* **Exercise inputs**
——

PR #340, opened 2018-06-15
Use generated mocks for load balancer unit tests [WIP]

rramkumar1:
This change is [Reviewable](https://reviewable.io/reviews/kubernetes/ingress-gce/340)

PR #781, opened 2019-06-21
Remove Loadbalancer interface and use k8s-cloud-provider mocks

spencerhance:
This requires some new common hooks in k8s-cloud-provider, PR: https://github.com/GoogleCloudPlatform/k8s-cloud-provider/pull/16 and pulling in those changes to vendor

Used https://github.com/kubernetes/ingress-gce/pull/340 as a reference.


pkg/loadbalancers/loadbalancers_test.go
```diff
@@ -46,6 +53,79 @@ var (
...
+	pool    LoadBalancerPool
+	fakeGCE *gce.Cloud
+	namer   *utils.Namer
+	t       *testing.T
+}
+
+func newTestJig(t *testing.T) *testJig {
+	namer := utils.NewNamer(clusterName, "fw1")
+	fakeGCE := gce.NewFakeGCECloud(gce.DefaultTestClusterValues())
+
```
bowei: mock := fakeGCE.Compute().(*cloud.MockGCE)

makes the code below less verbose

bowei: or better yet, keep a pointer to mock in testJig (e.g. `j.mock`) as it is used all the time

rramkumar1:
@spencerhance do you mind running a code coverage tool before & after just to verify there was no loss in coverage? It's not really a foolproof method to sanity check we are not losing coverage but I can't think of anything else.

pkg/loadbalancers/loadbalancers_test.go
spencerhance: done

spencerhance:
@rramkumar1 `go test -cover` reports pkg/loadbalancers went from 75.9% to 74.1%

bowei:
need to revert until the vendor stuff is fixed

PR #784, opened 2019-06-24
Redo "Remove Loadbalancer interface and use k8s-cloud-provider mocks"

spencerhance:
Redo of #781 now that vendor can be updated


spencerhance:
@bowei @rramkumar1 Fixed the vendor update so this is good to go now

rramkumar1:
/;gtm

——

* **Description of the task**
Every line from the one holding "makes the code below less verbose" through the last line of the listing above should be set down exactly, and nothing more.

* **Solution below**
makes the code below less verbose

bowei: or better yet, keep a pointer to mock in testJig (e.g. `j.mock`) as it is used all the time

rramkumar1:
@spencerhance do you mind running a code coverage tool before & after just to verify there was no loss in coverage? It's not really a foolproof method to sanity check we are not losing coverage but I can't think of anything else.

pkg/loadbalancers/loadbalancers_test.go
spencerhance: done

spencerhance:
@rramkumar1 `go test -cover` reports pkg/loadbalancers went from 75.9% to 74.1%

bowei:
need to revert until the vendor stuff is fixed

PR #784, opened 2019-06-24
Redo "Remove Loadbalancer interface and use k8s-cloud-provider mocks"

spencerhance:
Redo of #781 now that vendor can be updated


spencerhance:
@bowei @rramkumar1 Fixed the vendor update so this is good to go now

rramkumar1:
/;gtm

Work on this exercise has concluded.